To be effective as a disclaimer of the implied warranty of merchantability, it
must mention merchantability. This is explicit UCC law in all 50 states
(warranty of fitness can be disclaimed without explicit reference to it).

The only way around tht is the next section, which states "Unless the
circumstances indicate otherwise, all implied warranties are excluded by
expressions like "as is," "with all faults" or other language which in common
understanding calls the buyer's attention to the exclusion of warranties and
makes plain that there is no implied warranty;"

This is why why licenses use the term "as-is", to avoid arguments about
whether it falls into the "makes plain" part.

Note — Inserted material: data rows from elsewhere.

PR #143, opened 2019-04-29
Modified XComLWOverhaul.ini for some weapons

jmartinez989:
Made Spark rifles have 3 slots for weapon upgrades as they do int WotC.
Also made changes to required techs for mag versions of Templar and
Skirmisher weapons. Below are their new requirements:

    Templar Gaunlets:
        Plated Armor
        Advent Stun Lancer Autopsy

    Skirmisher Ripjack:
        Advent Stunlancer Autopsy

Made these changes to be consistent with other melee weapon upgrade
paths. Also made sure to make all of the faction unit beam weapons cost
1 elerium core each.


pledbrook:
Should T3 gauntlets and ripjacks also have their requirements updated?

jmartinez989:
T3 Gauntlets and Ripjacks were already ok. Gauntlets had requirements of archon autopsy and powered armor where ripjack just had archon autopsy. Also the gauntlet had the 1 core cost but the ripjack did not so I updated that.

pledbrook:
I think requiring an elerium core for the T2 weapons is over the top. I don't think any other weapons of that tier require it. Certainly not the sword.

jmartinez989:
no I didnt make any of the t2 faction weapons cost a core, only the beam ones. Made sure to double check that in the ini. As far as I can see none of the t2 faction weapons have a core cost.

LongWarOfTheChosen/Config/XComLW_Overhaul.ini
```diff
@@ -597,15 +597,15 @@ INSTANT_BUILD_TIMES=TRUE
...
-+ItemTable=(ItemTemplateName="WristBlade_MG",	Slots=0,	Starting=false,	Infinite=false,	Buildable=true,	RequiredTech1="MagnetizedWeapons",		RequiredTech2="",	SupplyCost=30,	AlloyCost=3,	CrystalCost=3,	CoreCost=0,	SpecialItemTemplateName="CorpseAdventStunLancer",	SpecialItemCost=1,	TradingPostValue=15, RequiredEngineeringScore=10, Tier = 150, PointsToComplete=100, InventoryImage="img:///UILibrary_XPACK_StrategyImages.Inv_MagSGauntlet")
++ItemTable=(ItemTemplateName="ShardGauntlet_MG",	Slots=0,	Starting=false,	Infinite=false,	Buildable=true,	RequiredTech1="PlatedArmor",		RequiredTech2="AutopsyAdventStunLancer",	SupplyCost=35,	AlloyCost=3,	CrystalCost=3,	CoreCost=0,	SpecialItemTemplateName="CorpseAdventStunLancer",	SpecialItemCost=1,	TradingPostValue=15, RequiredEngineeringScore=10, Tier = 150, PointsToComplete=100, InventoryImage="img:///UILibrary_XPACK_StrategyImages.Inv_MagTGauntlet")
```
pledbrook: Why tie the Shard Gauntlet to armour tech? It's a bit confusing considering none of the other weapon techs have such a requirement.

LongWarOfTheChosen/Config/XComLW_Overhaul.ini
```diff
@@ -597,15 +597,15 @@ INSTANT_BUILD_TIMES=TRUE
...
-+ItemTable=(ItemTemplateName="WristBlade_BM",	Slots=0,	Starting=false,	Infinite=false,	Buildable=true,	RequiredTech1="AutopsyArchon",		RequiredTech2="",	SupplyCost=50,	AlloyCost=4,	CrystalCost=4,	CoreCost=0,	SpecialItemTemplateName="CorpseArchon",	SpecialItemCost=1,	TradingPostValue=25, RequiredEngineeringScore=10, Tier = 150, PointsToComplete=100, InventoryImage="img:///UILibrary_XPACK_StrategyImages.Inv_BeamSGauntlet")
++ItemTable=(ItemTemplateName="ShardGauntlet_BM",	Slots=0,	Starting=false,	Infinite=false,	Buildable=true,	RequiredTech1="AutopsyArchon",		RequiredTech2="PoweredArmor",	SupplyCost=55,	AlloyCost=4,	CrystalCost=4,	CoreCost=1,	SpecialItemTemplateName="CorpseArchon",	SpecialItemCost=1,	TradingPostValue=25, RequiredEngineeringScore=10, Tier = 150, PointsToComplete=100, InventoryImage="img:///UILibrary_XPACK_StrategyImages.Inv_BeamTGauntlet")
```
pledbrook: Same as above.

jmartinez989:
Well the reason I went with the armor requirements is because the armor is required for them in vanilla wotc as well. You get temptest gauntlets after plated armor and celestial gauntlets after powered armor.

I kind of makes sense that it is needed since the gauntlets are technically part of their armor. The corpse and autopsy requirements I'll leave to you. I def think that at least the m3 ones should still cost a core.

pledbrook:
The thing is, you can equip T2 Shard Gauntlet with T1 armour, so it just seems weird that the former requires plated armour as a tech. I don't really understand why vanilla made that connection. If the gauntlet were _part_ of the armour, I could understand. But it's not.

I'd prefer to deviate from vanilla here for consistency with all other weapons in the game.

jmartinez989:
Okie doke, Will remove the armor requirement, will just keep the autopsy and corpse costs.

pledbrook:
Another thing to consider is that it makes those two faction soldiers weaker than Reapers (as if they needed any more relative buffs!), since Reapers would be able to get their weapon upgrade sooner. And at least Skirmishers get their Bullpup with the Mag-tier weapons.

jmartinez989:
It's for that reason that I gave the gauntlets the biggest power spike at t3. And with the way the tech tree is right now, it is more likely you will unlock t3 gauntlets before other weapons.

LongWarOfTheChosen/Config/XComLW_Overhaul.ini
jmartinez989: Removed armor tech requirement.

LongWarOfTheChosen/Config/XComLW_Overhaul.ini
jmartinez989: Removed armor tech requirement.

jmartinez989:
Okay, T2 and T3 templar gauntlets no longer require the armor.

LongWarOfTheChosen/Config/XComLW_Overhaul.ini
```diff
@@ -597,14 +597,14 @@ INSTANT_BUILD_TIMES=TRUE
...
 +ItemTable=(ItemTemplateName="VektorRifle_MG",	Slots=3,	Starting=false,	Infinite=false,	Buildable=true,	RequiredTech1="MagnetizedWeapons",		RequiredTech2="",	SupplyCost=50,	AlloyCost=3,	CrystalCost=3,	CoreCost=0,	SpecialItemTemplateName="",	SpecialItemCost=0,	TradingPostValue=25, RequiredEngineeringScore=10, Tier = 150, PointsToComplete=100, InventoryImage="img:///UILibrary_XPACK_Common.MagVektor_Base")
-+ItemTable=(ItemTemplateName="ShardGauntlet_MG",	Slots=0,	Starting=false,	Infinite=false,	Buildable=true,	RequiredTech1="PlatedArmor",		RequiredTech2="AutopsyAdventStunLancer",	SupplyCost=35,	AlloyCost=3,	CrystalCost=3,	CoreCost=0,	SpecialItemTemplateName="CorpseAdventStunLancer",	SpecialItemCost=1,	TradingPostValue=15, RequiredEngineeringScore=10, Tier = 150, PointsToComplete=100, InventoryImage="img:///UILibrary_XPACK_StrategyImages.Inv_MagTGauntlet")
```
pledbrook: Is it OK to have no Tech1 requirement but have a Tech2 requirement? I genuinely don't know, so want to make sure it's OK.

pledbrook:
> It's for that reason that I gave the gauntlets the biggest power spike at t3. And with the way the tech tree is right now, it is more likely you will unlock t3 gauntlets before other weapons.

Why will they unlock before other weapons? Because it doesn't have a requirement on plasma weapons? I'm not sure it matters that much. Aren't the Celestial Gauntlets fairly weak compared to a Shinobi with a fusion blade for example? In fact, aren't all the later faction weapons fairly weak for LW2?

An alternative is to make plasma a requirement for the Celestial Gauntlets. But you'd then have to make Mag weapons a prerequisite for Tempest Gauntlets. I'm not too bothered either way at this point. I just don't want players banging their heads against a brick wall because they can't work out why they can't upgrade Shard Gauntlets while other weapons can be.

jmartinez989:
Well if we lock celestial behind the same tech as all of the other melee weapons then it would be after completing archon autopsy. It is possible to research plasma before that but the resource requirements for plasma are so high (because you need so many cores) that it is likely you'll have Archon autopsy researched first.

Also I boosted the  damage of all of the faction weapons by quite a bit at the late game. The Templar T3 gauntlets now do 10-11 base where they did 6-10 before. That is a bump of +4 on the base damage. That is without focus. With full focus at max rank they would be doing 13-14 which is higher than most other beam weapons. Figured since they have to put themselves at risk the most to do any damage they should get the highest bump.

I kept the bullpups at the weakest strength boost wise because they also benefit from lower detection range and they can shoot twice. I am thinking about bumping up beam ripjack damage up 9 or maybe even 10 to match other melee weapons more closely.

pledbrook:
Wow, that is a big buff. They'll be one-shotting their favoured Chosen.

jmartinez989:
well that will bring us to the topic of balancing the chosen out more to have more health at higher tiers though that would be a topic for when we implement the chosen :P

LongWarOfTheChosen/Config/XComLW_Overhaul.ini
jmartinez989: T1 do not have tech requirements as they are available from the start with no research. Also removed the armor requirements for t2.

jmartinez989:
Actually before you merge, I am going to increase the ripjack dmage. I think 7 for t3 is a bit low. Going to increase it to 10.

Also speaking of balance, chosen weapons are going to be kind of a problem, particularly the Darklance because they will give all snipers with death from above free serial and snap shot as it only costs 1 action point to fire that. Again that is a topic for another day, just making sure we do realize that the balance needs to be done.

Issue #139, opened 2019-04-29
Cannot infiltrate alien facility


jmartinez989:
[save_FacilityInfiltrate.zip](https://github.com/long-war-2/lwotc/files/3126251/save_FacilityInfiltrate.zip)
It looks like there is a problem with trying to infiltrate an alien facility. If you uncover an alien facility and then try to infiltrate it there is no way to check the infiltration status on it, the label for the infiltration status never shows up. When you click on the facility again it brings up the "Assualt Facility" menu again acting as if it does not have a squad infiltrating it. If you send another squad to infiltrate while one is already there then it will just give you the option to abort the first attempted infiltration.

Attached my save file of this.

pledbrook:
So the problem here is that the Geoscape icon for facilities is of type `UIStrategyMapItem_AlienNetworkComponent`, whereas all the of the other mission sites are represented by `UIStrategyMapItem_Mission`, which we override with `UIStrategyMapItem_Mission_LW` ([see _XComEngine.ini_](https://github.com/long-war-2/lwotc/blob/master/LongWarOfTheChosen/Config/XComEngine.ini#L42)).

The only solution I can think of based on my limited knowledge is the following:

 1. Create a `UIStrategyMapItem_AlienNetworkComponent_LW` class that extends the vanilla version
 2. Set up a ModClassOverride for this in _XComEngine.ini_
 3. Factor out the method implementations of `UIStrategyMapItem_Mission_LW` into a separate, reusable class. You might need to put implement the shared logic as static methods. I don't know. You certainly can't put them in a shared super-class.
 4. Add the set of methods defined in `UIStrategyMapItem_Mission_LW` to `UIStrategyMapItem_AlienNetworkComponent_LW` and have the two sets of methods (one in each class) use the shared implementations.

It sounds like it should be fairly straightforward, but I'm sure the devil is in the detail.

jmartinez989:
Ok this actually gives me a lot to work with. I'll see how much progress I can make with this.

jmartinez989:
Ok so I got it to the point where this is almost working as would be expected. I can now send a squad to infiltrate and the progress bar shows up with the infiltration percentage. Once it is at 100 percent I can start infiltration and mission starts without a problem and plays like how an alien facility normally would.

Can place x-4 charge and leave and complete mission. The only thing that is left is that when the mission is done there is no notification that avatar project progress has been reduced (the amount of avatar project is reduced by the number of doom pips the facility had).

[...]

PR #163, opened 2019-05-11
Unable to infiltrate alien facility fix (#139)

jmartinez989:
This push is to fix the issue of not being able to infiltrate alien
facilities (Issue #139). You can now infiltrate a facility and complete
it successfully. It will remove the amount of doom the facility has but
will not play the animation and display the notification of having done
so. This isa WIP commit and will need to figure out the hook to call to
play the animation.

### DIFF
--- a/LongWarOfTheChosen/Src/LW_Overhaul/Classes/UIStrategyMapItem_AlienNetworkComponent_LW.uc
+++ b/LongWarOfTheChosen/Src/LW_Overhaul/Classes/UIStrategyMapItem_AlienNetworkComponent_LW.uc
@@ -1,0 +1,347 @@
+//---------------------------------------------------------------------------------------
+//  FILE:    UIStrategyMapItem_AlienNetworkComponent_LW
+//  AUTHOR:  Joey Martinez -- 05/06/2019
+//  PURPOSE: This file represents an alien network spot on the StrategyMap for Long War of the Chosen.
+//--------------------------------------------------------------------------------------- 
+
+class UIStrategyMapItem_AlienNetworkComponent_LW extends UIStrategyMapItem_AlienNetworkComponent;
+
+var UIScanButton ScanButton;  // used for missions being infiltrated
+var UIText InfilPct;
+var UIText InfilLabel;
+
+var UIImage SquadImage; // for cases where there is an infiltrating squad
+var string CachedImageName;
+
+//var UIStrategyMap_MissionIcon_LW MissionSiteIcon; // used for pending missions not yet infiltrated 
+var UIProgressBar ProgressBar; // used to show remaining time for missions not yet infiltrated
+
+var int InDepth; // tracks depth of mouse in and outs, since it's recording from two possibly overlapping elements (2D and 3D icons)
+
+var localized string strRecon;
+
+var transient bool bScanButtonResized;
+var transient float CachedScanButtonWidth;
+
+simulated function UIStrategyMapItem InitMapItem(out XComGameState_GeoscapeEntity Entity)
+{
+	// override the super so we can always use MI_alienfacility to allow displaying of doom pips
+	//super.InitMapItem(Entity);
+
+	local string PinImage;
+	// Initialize static data
+	InitPanel(Name(Entity.GetUIWidgetName()), 'MI_alienFacility');
+
+	PinImage = Entity.GetUIPinImagePath();
+	if( PinImage != "" )
+	{
+		SetImage(PinImage);
+	}
+
+	InitFromGeoscapeEntity(Entity);
+
+	ScanButton = Spawn(class'UIScanButton', self).InitScanButton();
+	ScanButton.SetButtonIcon("");
+	ScanButton.SetDefaultDelegate(OpenInfiltrationMissionScreen);
+	ScanButton.SetButtonType(eUIScanButtonType_Default);
+
+	SquadImage = Spawn(class'UIImage', self);
+	SquadImage.bAnimateOnInit = false;
+	SquadImage.InitImage().SetSize(48, 48);
+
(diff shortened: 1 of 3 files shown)


LongWarOfTheChosen/Src/LW_Overhaul/Classes/UIStrategyMapItem_AlienNetworkComponent_LW.uc
```diff
@@ -0,0 +1,347 @@
...
+class UIStrategyMapItem_AlienNetworkComponent_LW extends UIStrategyMapItem_AlienNetworkComponent;
+
+var UIScanButton ScanButton;  // used for missions being infiltrated
+var UIText InfilPct;
+var UIText InfilLabel;
+
+var UIImage SquadImage; // for cases where there is an infiltrating squad
+var string CachedImageName;
+
+//var UIStrategyMap_MissionIcon_LW MissionSiteIcon; // used for pending missions not yet infiltrated
```
pledbrook: Is this needed or not? If it's not, then remove it. It's confusing to have commented out code without an explanation as to why it's commented out and whether it may be uncommented at a later date.

LongWarOfTheChosen/Src/LW_Overhaul/Classes/UIStrategyMapItem_AlienNetworkComponent_LW.uc
```diff
@@ -0,0 +1,347 @@
+//---------------------------------------------------------------------------------------
+//  FILE:    UIStrategyMapItem_AlienNetworkComponent_LW
+//  AUTHOR:  Joey Martinez -- 05/06/2019
+//  PURPOSE: This file represents an alien network spot on the StrategyMap for Long War of the Chosen.
```
pledbrook: I would consider adding an explanation as to why we're overriding the base game class with this.

LongWarOfTheChosen/Src/LW_Overhaul/Classes/UIStrategyMapItem_AlienNetworkComponent_LW.uc
```diff
@@ -0,0 +1,347 @@
...
+}
+
+function OpenInfiltrationMissionScreen()
+{
+	local UIMission_LWLaunchDelayedMission MissionScreen;
+	local XComHQPresentationLayer HQPres;
+	
+	// WOTC DEBUGGING
+	`LWTrace(">> Launching delayed mission UI");
+	// END
```
pledbrook: I would remove this if it's no longer needed for debugging.

jmartinez989:
> Thanks for doing this. Before merging, though, could you mark the changes from the base game class? And might it be better as a subclass of `UIStrategyMapItem_AlienNetworkComponent`?

Mark the changes as in put in comments describing the changes? The entire file is just a literal copy paste of UIStrategyMapItem_Mission_LW so that the alien facility can be treated as a mission to infiltrate. I can put that in the comment at the top of the file.

pledbrook:
Sorry, I should have been clear. Basically, put the code that is different from the original file within comment blocks, as is done with the community highlander. For example:

```
// LWOTC: Changed this to do something because of some reason
<new/changed code>
// End
```

jmartinez989:
> Sorry, I should have been clear. Basically, put the code that is different from the original file within comment blocks, as is done with the community highlander. For example:
> 
> ```
> // LWOTC: Changed this to do something because of some reason
> <new/changed code>
> // End
> ```

Ahh well that one's easy. The entire file is new code with regard to the parent class. There really is no reference to the parent class in it. All of it is new behavior. I'll just state so at the top of the file if that works.

The base class implementation is actually super short, see below:

```
//  *********   FIRAXIS SOURCE CODE   ******************
//  FILE:    UIStrategyMapItem_AlienNetworkComponent
//  AUTHOR:  Mark Nauta -- 01/12/2015
//  PURPOSE: This file represents an alien network spot on the StrategyMap.
//  Copyright (c) 2016 Firaxis Games, Inc. All rights reserved.

class UIStrategyMapItem_AlienNetworkComponent extends UIStrategyMapItem;

function UpdateFlyoverText()
{
	local XComGameStateHistory History;
	local XComGameState_MissionSite MissionState;

	History = `XCOMHISTORY;
	MissionState = XComGameState_MissionSite(History.GetGameStateForObjectID(GeoscapeEntityRef.ObjectID));
	SetLevel(MissionState.Doom);
}

simulated function bool IsSelectable()
{
	return true;
}

defaultproperties
{
}
```

pledbrook:
Oh I see. Then mention that it's a copy of `UIStrategyMapItem_Mission_LW` and point out any differences from that class.

LongWarOfTheChosen/Src/LW_Overhaul/Classes/UIStrategyMapItem_AlienNetworkComponent_LW.uc
jmartinez989: done

LongWarOfTheChosen/Src/LW_Overhaul/Classes/UIStrategyMapItem_AlienNetworkComponent_LW.uc
jmartinez989: done

LongWarOfTheChosen/Src/LW_Overhaul/Classes/UIStrategyMapItem_AlienNetworkComponent_LW.uc
jmartinez989: done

Only a few courts have really considered the issue on something that is a
close call, because, as one contracts book i have put it: "Given the UCC has
explicitly approved language to disclaim implied warranties, it would be folly
to use anything else"

However, the cases i can find are split as to whether wording like this would
be plain enough language (among other things, using the term "offer" in that
sentence is a really bad idea, as it can arguably be read to say that he does
not sell warranties, instead of saying that there are no warranties)

------
kybernetyk
> I will never charge you to use, license, or obtain this software. Doing so
> would make me a jerk.

Feeding your family or paying rent seem to be real jerk moves then I guess.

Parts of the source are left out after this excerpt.